Required work >> The listing below must be duplicated in full, with nothing altered.

= = =

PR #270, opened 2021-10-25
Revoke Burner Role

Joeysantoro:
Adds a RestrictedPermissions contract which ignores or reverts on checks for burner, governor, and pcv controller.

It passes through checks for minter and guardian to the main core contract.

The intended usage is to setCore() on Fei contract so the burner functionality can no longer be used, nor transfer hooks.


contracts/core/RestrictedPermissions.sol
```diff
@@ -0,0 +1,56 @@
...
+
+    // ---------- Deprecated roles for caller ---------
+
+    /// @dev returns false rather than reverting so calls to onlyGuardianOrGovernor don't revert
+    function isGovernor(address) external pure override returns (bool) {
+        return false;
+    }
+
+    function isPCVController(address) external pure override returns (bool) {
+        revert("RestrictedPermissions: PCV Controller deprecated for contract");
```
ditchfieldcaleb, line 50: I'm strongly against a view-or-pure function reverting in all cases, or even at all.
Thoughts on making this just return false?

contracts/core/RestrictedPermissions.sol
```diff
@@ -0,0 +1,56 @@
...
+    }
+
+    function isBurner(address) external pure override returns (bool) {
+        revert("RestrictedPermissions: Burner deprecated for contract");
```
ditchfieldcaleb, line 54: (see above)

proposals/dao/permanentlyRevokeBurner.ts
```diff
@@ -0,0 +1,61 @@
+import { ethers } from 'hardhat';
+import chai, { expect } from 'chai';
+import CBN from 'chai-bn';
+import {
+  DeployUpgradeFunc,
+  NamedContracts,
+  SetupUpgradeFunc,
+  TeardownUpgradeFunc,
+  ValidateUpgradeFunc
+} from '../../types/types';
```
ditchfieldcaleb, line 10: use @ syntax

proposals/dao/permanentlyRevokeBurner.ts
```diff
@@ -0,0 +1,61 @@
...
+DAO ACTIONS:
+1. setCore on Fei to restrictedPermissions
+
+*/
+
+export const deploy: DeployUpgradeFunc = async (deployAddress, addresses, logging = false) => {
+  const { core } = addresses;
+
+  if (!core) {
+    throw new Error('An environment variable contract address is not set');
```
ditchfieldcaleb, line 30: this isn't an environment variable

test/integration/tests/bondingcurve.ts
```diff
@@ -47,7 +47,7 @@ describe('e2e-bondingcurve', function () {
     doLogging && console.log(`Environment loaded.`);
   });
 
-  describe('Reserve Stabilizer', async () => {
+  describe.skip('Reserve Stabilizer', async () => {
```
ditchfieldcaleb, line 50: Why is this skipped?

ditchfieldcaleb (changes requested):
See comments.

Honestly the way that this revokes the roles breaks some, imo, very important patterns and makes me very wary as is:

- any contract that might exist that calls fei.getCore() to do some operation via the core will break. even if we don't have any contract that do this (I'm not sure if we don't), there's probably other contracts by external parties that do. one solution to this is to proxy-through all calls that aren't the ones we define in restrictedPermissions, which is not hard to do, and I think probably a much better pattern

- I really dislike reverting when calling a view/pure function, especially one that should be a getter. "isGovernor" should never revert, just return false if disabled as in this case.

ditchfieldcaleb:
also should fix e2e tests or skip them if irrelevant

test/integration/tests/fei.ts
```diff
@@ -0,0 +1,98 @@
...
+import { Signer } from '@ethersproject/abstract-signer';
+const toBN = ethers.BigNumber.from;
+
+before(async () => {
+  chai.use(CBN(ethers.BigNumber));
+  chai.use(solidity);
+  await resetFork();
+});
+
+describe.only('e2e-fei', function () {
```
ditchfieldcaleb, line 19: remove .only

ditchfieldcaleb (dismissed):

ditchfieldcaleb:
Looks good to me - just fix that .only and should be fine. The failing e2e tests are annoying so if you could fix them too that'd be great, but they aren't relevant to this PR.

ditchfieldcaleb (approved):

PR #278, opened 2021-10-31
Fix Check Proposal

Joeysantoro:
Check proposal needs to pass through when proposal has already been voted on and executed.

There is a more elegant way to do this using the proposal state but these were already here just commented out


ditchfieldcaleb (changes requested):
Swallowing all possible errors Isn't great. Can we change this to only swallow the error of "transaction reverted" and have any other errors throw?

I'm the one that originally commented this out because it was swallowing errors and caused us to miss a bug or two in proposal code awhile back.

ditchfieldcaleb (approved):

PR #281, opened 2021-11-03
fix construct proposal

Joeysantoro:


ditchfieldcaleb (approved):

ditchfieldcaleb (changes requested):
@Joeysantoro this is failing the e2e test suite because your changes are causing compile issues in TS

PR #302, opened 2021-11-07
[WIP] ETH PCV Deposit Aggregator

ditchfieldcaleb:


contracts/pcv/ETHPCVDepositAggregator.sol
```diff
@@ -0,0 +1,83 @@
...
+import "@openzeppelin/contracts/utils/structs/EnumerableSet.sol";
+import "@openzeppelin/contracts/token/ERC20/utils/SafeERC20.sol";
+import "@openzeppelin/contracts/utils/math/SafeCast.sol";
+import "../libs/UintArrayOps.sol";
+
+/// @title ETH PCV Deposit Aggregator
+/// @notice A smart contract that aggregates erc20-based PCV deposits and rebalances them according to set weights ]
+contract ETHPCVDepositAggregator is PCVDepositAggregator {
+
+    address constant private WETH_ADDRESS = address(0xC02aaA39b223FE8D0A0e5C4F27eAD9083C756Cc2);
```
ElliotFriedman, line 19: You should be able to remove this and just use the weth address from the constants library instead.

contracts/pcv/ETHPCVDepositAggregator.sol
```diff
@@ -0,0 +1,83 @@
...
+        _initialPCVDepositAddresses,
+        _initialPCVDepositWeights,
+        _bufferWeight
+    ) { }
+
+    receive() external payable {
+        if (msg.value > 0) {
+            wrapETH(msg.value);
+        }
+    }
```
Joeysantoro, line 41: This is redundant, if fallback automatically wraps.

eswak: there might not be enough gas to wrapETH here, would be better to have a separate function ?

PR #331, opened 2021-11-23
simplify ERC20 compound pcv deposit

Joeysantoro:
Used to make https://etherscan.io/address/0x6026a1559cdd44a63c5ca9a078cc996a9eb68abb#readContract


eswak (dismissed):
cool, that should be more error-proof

= = =

Result of this exercise >>
PR #270, opened 2021-10-25
Revoke Burner Role

Joeysantoro:
Adds a RestrictedPermissions contract which ignores or reverts on checks for burner, governor, and pcv controller.

It passes through checks for minter and guardian to the main core contract.

The intended usage is to setCore() on Fei contract so the burner functionality can no longer be used, nor transfer hooks.


contracts/core/RestrictedPermissions.sol
```diff
@@ -0,0 +1,56 @@
...
+
+    // ---------- Deprecated roles for caller ---------
+
+    /// @dev returns false rather than reverting so calls to onlyGuardianOrGovernor don't revert
+    function isGovernor(address) external pure override returns (bool) {
+        return false;
+    }
+
+    function isPCVController(address) external pure override returns (bool) {
+        revert("RestrictedPermissions: PCV Controller deprecated for contract");
```
ditchfieldcaleb, line 50: I'm strongly against a view-or-pure function reverting in all cases, or even at all.
Thoughts on making this just return false?

contracts/core/RestrictedPermissions.sol
```diff
@@ -0,0 +1,56 @@
...
+    }
+
+    function isBurner(address) external pure override returns (bool) {
+        revert("RestrictedPermissions: Burner deprecated for contract");
```
ditchfieldcaleb, line 54: (see above)

proposals/dao/permanentlyRevokeBurner.ts
```diff
@@ -0,0 +1,61 @@
+import { ethers } from 'hardhat';
+import chai, { expect } from 'chai';
+import CBN from 'chai-bn';
+import {
+  DeployUpgradeFunc,
+  NamedContracts,
+  SetupUpgradeFunc,
+  TeardownUpgradeFunc,
+  ValidateUpgradeFunc
+} from '../../types/types';
```
ditchfieldcaleb, line 10: use @ syntax

proposals/dao/permanentlyRevokeBurner.ts
```diff
@@ -0,0 +1,61 @@
...
+DAO ACTIONS:
+1. setCore on Fei to restrictedPermissions
+
+*/
+
+export const deploy: DeployUpgradeFunc = async (deployAddress, addresses, logging = false) => {
+  const { core } = addresses;
+
+  if (!core) {
+    throw new Error('An environment variable contract address is not set');
```
ditchfieldcaleb, line 30: this isn't an environment variable

test/integration/tests/bondingcurve.ts
```diff
@@ -47,7 +47,7 @@ describe('e2e-bondingcurve', function () {
     doLogging && console.log(`Environment loaded.`);
   });
 
-  describe('Reserve Stabilizer', async () => {
+  describe.skip('Reserve Stabilizer', async () => {
```
ditchfieldcaleb, line 50: Why is this skipped?

ditchfieldcaleb (changes requested):
See comments.

Honestly the way that this revokes the roles breaks some, imo, very important patterns and makes me very wary as is:

- any contract that might exist that calls fei.getCore() to do some operation via the core will break. even if we don't have any contract that do this (I'm not sure if we don't), there's probably other contracts by external parties that do. one solution to this is to proxy-through all calls that aren't the ones we define in restrictedPermissions, which is not hard to do, and I think probably a much better pattern

- I really dislike reverting when calling a view/pure function, especially one that should be a getter. "isGovernor" should never revert, just return false if disabled as in this case.

ditchfieldcaleb:
also should fix e2e tests or skip them if irrelevant

test/integration/tests/fei.ts
```diff
@@ -0,0 +1,98 @@
...
+import { Signer } from '@ethersproject/abstract-signer';
+const toBN = ethers.BigNumber.from;
+
+before(async () => {
+  chai.use(CBN(ethers.BigNumber));
+  chai.use(solidity);
+  await resetFork();
+});
+
+describe.only('e2e-fei', function () {
```
ditchfieldcaleb, line 19: remove .only

ditchfieldcaleb (dismissed):

ditchfieldcaleb:
Looks good to me - just fix that .only and should be fine. The failing e2e tests are annoying so if you could fix them too that'd be great, but they aren't relevant to this PR.

ditchfieldcaleb (approved):

PR #278, opened 2021-10-31
Fix Check Proposal

Joeysantoro:
Check proposal needs to pass through when proposal has already been voted on and executed.

There is a more elegant way to do this using the proposal state but these were already here just commented out


ditchfieldcaleb (changes requested):
Swallowing all possible errors Isn't great. Can we change this to only swallow the error of "transaction reverted" and have any other errors throw?

I'm the one that originally commented this out because it was swallowing errors and caused us to miss a bug or two in proposal code awhile back.

ditchfieldcaleb (approved):

PR #281, opened 2021-11-03
fix construct proposal

Joeysantoro:


ditchfieldcaleb (approved):

ditchfieldcaleb (changes requested):
@Joeysantoro this is failing the e2e test suite because your changes are causing compile issues in TS

PR #302, opened 2021-11-07
[WIP] ETH PCV Deposit Aggregator

ditchfieldcaleb:


contracts/pcv/ETHPCVDepositAggregator.sol
```diff
@@ -0,0 +1,83 @@
...
+import "@openzeppelin/contracts/utils/structs/EnumerableSet.sol";
+import "@openzeppelin/contracts/token/ERC20/utils/SafeERC20.sol";
+import "@openzeppelin/contracts/utils/math/SafeCast.sol";
+import "../libs/UintArrayOps.sol";
+
+/// @title ETH PCV Deposit Aggregator
+/// @notice A smart contract that aggregates erc20-based PCV deposits and rebalances them according to set weights ]
+contract ETHPCVDepositAggregator is PCVDepositAggregator {
+
+    address constant private WETH_ADDRESS = address(0xC02aaA39b223FE8D0A0e5C4F27eAD9083C756Cc2);
```
ElliotFriedman, line 19: You should be able to remove this and just use the weth address from the constants library instead.

contracts/pcv/ETHPCVDepositAggregator.sol
```diff
@@ -0,0 +1,83 @@
...
+        _initialPCVDepositAddresses,
+        _initialPCVDepositWeights,
+        _bufferWeight
+    ) { }
+
+    receive() external payable {
+        if (msg.value > 0) {
+            wrapETH(msg.value);
+        }
+    }
```
Joeysantoro, line 41: This is redundant, if fallback automatically wraps.

eswak: there might not be enough gas to wrapETH here, would be better to have a separate function ?

PR #331, opened 2021-11-23
simplify ERC20 compound pcv deposit

Joeysantoro:
Used to make https://etherscan.io/address/0x6026a1559cdd44a63c5ca9a078cc996a9eb68abb#readContract


eswak (dismissed):
cool, that should be more error-proof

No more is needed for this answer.